All records should be written out again exactly.

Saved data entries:
....

PR #2243, opened 2025-07-30
storage: add endpoint to check if the TPM key can be encrypted

ogayot:
This introduces a new endpoint:
```
GET /storage/v2/core_boot_encryption_features
```

e.g.:

```sh
curl --unix-socket /run/subiquity/socket http://a/storage/v2/core_boot_encryption_features
["PASSPHRASE_AUTH"]
curl --unix-socket /run/subiquity/socket http://a/storage/v2/core_boot_encryption_features
["PASSPHRASE_AUTH", "PIN_AUTH"]
```

Which returns a list of encryption "features" supported by a TPM/FDE variation.
When booting a TPM/FDE system, different authentication methods are supported.

NOTE: This change was originally part of a larger change that included a rework of how we handle variations info.

### DIFF
--- a/subiquity/common/apidef.py
+++ b/subiquity/common/apidef.py
@@ -70,6 +70,7 @@ from subiquity.common.types import (
 from subiquity.common.types.storage import (
     AddPartitionV2,
     CalculateEntropyRequest,
+    CoreBootEncryptionFeatures,
     Disk,
     EntropyResponse,
     GuidedChoiceV2,
@@ -399,6 +400,9 @@ class API:
 
             class core_boot_recovery_key:
                 def GET() -> str: ...
+
+            class core_boot_encryption_features:
+                def GET() -> List[CoreBootEncryptionFeatures]: ...
 
     class codecs:
         def GET() -> CodecsData: ...
--- a/subiquity/common/types/storage.py
+++ b/subiquity/common/types/storage.py
@@ -420,3 +420,8 @@ class EntropyResponse:
 
     # Set to None if success is True
     failure_reasons: Optional[List[str]] = None
+
+
+class CoreBootEncryptionFeatures(enum.Enum):
+    PASSPHRASE_AUTH = "passphrase-auth"
+    PIN_AUTH = "pin-auth"
--- a/subiquity/server/controllers/filesystem.py
+++ b/subiquity/server/controllers/filesystem.py
@@ -44,6 +44,7 @@ from subiquity.common.types.storage import (
     AddPartitionV2,
     Bootloader,
     CalculateEntropyRequest,
+    CoreBootEncryptionFeatures,
     Disk,
     EntropyResponse,
     GuidedCapability,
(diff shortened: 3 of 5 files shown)


ogayot:
I'm not sure if the terminology if "Core-Boot-TPM-Key-Encryption" is a sensible name (both for the endpoint and for the types). I'm open for suggestions.

ogayot:
@d-loose fyi

d-loose:
Great stuff, thanks!

subiquity/common/apidef.py
```diff
@@ -400,6 +401,9 @@ def POST(data: Payload[CalculateEntropyRequest]) -> EntropyResponse:
             class core_boot_recovery_key:
                 def GET() -> str: ...
 
+            class core_boot_tpm_key_encryption:
+                def GET() -> List[CoreBootTPMKeyEncryption]: ...
+
```
Chris-Peterson444: suggestion: what about something like `core_boot_tpm_support`? 

I think we can remove the word "encryption" since "tpm" already implies encryption (right?). 

I think we should also not put "key" in the name here since we're not really returning a key. I'm comparing this with the `core_boot_recovery_key` endpoint that really does return a key.

subiquity/common/types/storage.py
```diff
@@ -420,3 +420,8 @@ class EntropyResponse:
 
     # Set to None if success is True
     failure_reasons: Optional[List[str]] = None
+
+
+class CoreBootTPMKeyEncryption(enum.Enum):
```
Chris-Peterson444: suggestion: `CoreBootTPMMethod` or `CoreBootTPMEncryptionMethod` if the former is too vague.

If you were to take the above suggestion then we could talk about encryption "methods" that we "support". So the GET request would give us a list of supported methods:
```python
class core_boot_tpm_support:
                def GET() -> List[CoreBootTPMMethod]: ...
```

If you wanted to mirror the snapd type we could use "features" instead of "methods" too.

dbungert: +1 to mirroring the type names.  Not something I've specifically done yet, IIRC, but I think it's a good idea.  So something along the lines of `StorageEncryptionFeature`.

subiquity/common/apidef.py
dbungert: `core_boot_encryption_features` ?

subiquity/server/controllers/filesystem.py
```diff
@@ -1781,6 +1782,28 @@ async def v2_core_boot_recovery_key_GET(self) -> str:
...
+                    variation.system.storage_encryption.features
+                )
+            except AttributeError:
+                continue
+
+            if features is None:
+                # Snapd is too old
+                return []
+
+            return [CoreBootTPMKeyEncryption(feature.value) for feature in features]
```
dbungert: the return is inside the for loop, is that expected?
would this produce the correct result if multiple variations supported tpmfde?

I wonder if we should accumulate the features into a set, cast that to a list, and then return.

ogayot: >  would this produce the correct result if multiple variations supported tpmfde?

Unfortunately, I don't have a very satisfying answer.

I wish the endpoint would be more reliable if we have multiple variations that support tpm/fde with different "features". Currently it returns the "features" supported by the first variation. This sounds like an arbitrary choice.

OTOH, it seems consistent with Subiquity's behavior when the user later sends a POST request to /storage/v2/guided with Capability=CORE_BOOT_ENCRYPTED, which is to pick the first variation that supports it.

https://github.com/canonical/subiquity/blob/7ab87892f6e9543f28345920493db31889732f4a/subiquity/server/controllers/filesystem.py#L789-L792
https://github.com/canonical/subiquity/blob/7ab87892f6e9543f28345920493db31889732f4a/subiquity/server/controllers/filesystem.py#L806

So I would say that returning the "features" supported by the first tpm/fde variation is a little more useful to the client (at least for now) than giving them an accumulation that includes features that are in inaccessible variations.

Happy to hear your thoughts though.

subiquity/common/apidef.py
ogayot: I went for `core_boot_encryption_features`. Thanks!

subiquity/common/types/storage.py
ogayot: Ok, I went forward and renamed to `CoreBootEncrptionFeatures`. I think `StorageEncryptionFeature` is too vague.

Chris-Peterson444 (approved):

dbungert (approved):
Thanks!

....

Task result:
PR #2243, opened 2025-07-30
storage: add endpoint to check if the TPM key can be encrypted

ogayot:
This introduces a new endpoint:
```
GET /storage/v2/core_boot_encryption_features
```

e.g.:

```sh
curl --unix-socket /run/subiquity/socket http://a/storage/v2/core_boot_encryption_features
["PASSPHRASE_AUTH"]
curl --unix-socket /run/subiquity/socket http://a/storage/v2/core_boot_encryption_features
["PASSPHRASE_AUTH", "PIN_AUTH"]
```

Which returns a list of encryption "features" supported by a TPM/FDE variation.
When booting a TPM/FDE system, different authentication methods are supported.

NOTE: This change was originally part of a larger change that included a rework of how we handle variations info.

### DIFF
--- a/subiquity/common/apidef.py
+++ b/subiquity/common/apidef.py
@@ -70,6 +70,7 @@ from subiquity.common.types import (
 from subiquity.common.types.storage import (
     AddPartitionV2,
     CalculateEntropyRequest,
+    CoreBootEncryptionFeatures,
     Disk,
     EntropyResponse,
     GuidedChoiceV2,
@@ -399,6 +400,9 @@ class API:
 
             class core_boot_recovery_key:
                 def GET() -> str: ...
+
+            class core_boot_encryption_features:
+                def GET() -> List[CoreBootEncryptionFeatures]: ...
 
     class codecs:
         def GET() -> CodecsData: ...
--- a/subiquity/common/types/storage.py
+++ b/subiquity/common/types/storage.py
@@ -420,3 +420,8 @@ class EntropyResponse:
 
     # Set to None if success is True
     failure_reasons: Optional[List[str]] = None
+
+
+class CoreBootEncryptionFeatures(enum.Enum):
+    PASSPHRASE_AUTH = "passphrase-auth"
+    PIN_AUTH = "pin-auth"
--- a/subiquity/server/controllers/filesystem.py
+++ b/subiquity/server/controllers/filesystem.py
@@ -44,6 +44,7 @@ from subiquity.common.types.storage import (
     AddPartitionV2,
     Bootloader,
     CalculateEntropyRequest,
+    CoreBootEncryptionFeatures,
     Disk,
     EntropyResponse,
     GuidedCapability,
(diff shortened: 3 of 5 files shown)


ogayot:
I'm not sure if the terminology if "Core-Boot-TPM-Key-Encryption" is a sensible name (both for the endpoint and for the types). I'm open for suggestions.

ogayot:
@d-loose fyi

d-loose:
Great stuff, thanks!

subiquity/common/apidef.py
```diff
@@ -400,6 +401,9 @@ def POST(data: Payload[CalculateEntropyRequest]) -> EntropyResponse:
             class core_boot_recovery_key:
                 def GET() -> str: ...
 
+            class core_boot_tpm_key_encryption:
+                def GET() -> List[CoreBootTPMKeyEncryption]: ...
+
```
Chris-Peterson444: suggestion: what about something like `core_boot_tpm_support`? 

I think we can remove the word "encryption" since "tpm" already implies encryption (right?). 

I think we should also not put "key" in the name here since we're not really returning a key. I'm comparing this with the `core_boot_recovery_key` endpoint that really does return a key.

subiquity/common/types/storage.py
```diff
@@ -420,3 +420,8 @@ class EntropyResponse:
 
     # Set to None if success is True
     failure_reasons: Optional[List[str]] = None
+
+
+class CoreBootTPMKeyEncryption(enum.Enum):
```
Chris-Peterson444: suggestion: `CoreBootTPMMethod` or `CoreBootTPMEncryptionMethod` if the former is too vague.

If you were to take the above suggestion then we could talk about encryption "methods" that we "support". So the GET request would give us a list of supported methods:
```python
class core_boot_tpm_support:
                def GET() -> List[CoreBootTPMMethod]: ...
```

If you wanted to mirror the snapd type we could use "features" instead of "methods" too.

dbungert: +1 to mirroring the type names.  Not something I've specifically done yet, IIRC, but I think it's a good idea.  So something along the lines of `StorageEncryptionFeature`.

subiquity/common/apidef.py
dbungert: `core_boot_encryption_features` ?

subiquity/server/controllers/filesystem.py
```diff
@@ -1781,6 +1782,28 @@ async def v2_core_boot_recovery_key_GET(self) -> str:
...
+                    variation.system.storage_encryption.features
+                )
+            except AttributeError:
+                continue
+
+            if features is None:
+                # Snapd is too old
+                return []
+
+            return [CoreBootTPMKeyEncryption(feature.value) for feature in features]
```
dbungert: the return is inside the for loop, is that expected?
would this produce the correct result if multiple variations supported tpmfde?

I wonder if we should accumulate the features into a set, cast that to a list, and then return.

ogayot: >  would this produce the correct result if multiple variations supported tpmfde?

Unfortunately, I don't have a very satisfying answer.

I wish the endpoint would be more reliable if we have multiple variations that support tpm/fde with different "features". Currently it returns the "features" supported by the first variation. This sounds like an arbitrary choice.

OTOH, it seems consistent with Subiquity's behavior when the user later sends a POST request to /storage/v2/guided with Capability=CORE_BOOT_ENCRYPTED, which is to pick the first variation that supports it.

https://github.com/canonical/subiquity/blob/7ab87892f6e9543f28345920493db31889732f4a/subiquity/server/controllers/filesystem.py#L789-L792
https://github.com/canonical/subiquity/blob/7ab87892f6e9543f28345920493db31889732f4a/subiquity/server/controllers/filesystem.py#L806

So I would say that returning the "features" supported by the first tpm/fde variation is a little more useful to the client (at least for now) than giving them an accumulation that includes features that are in inaccessible variations.

Happy to hear your thoughts though.

subiquity/common/apidef.py
ogayot: I went for `core_boot_encryption_features`. Thanks!

subiquity/common/types/storage.py
ogayot: Ok, I went forward and renamed to `CoreBootEncrptionFeatures`. I think `StorageEncryptionFeature` is too vague.

Chris-Peterson444 (approved):

dbungert (approved):
Thanks!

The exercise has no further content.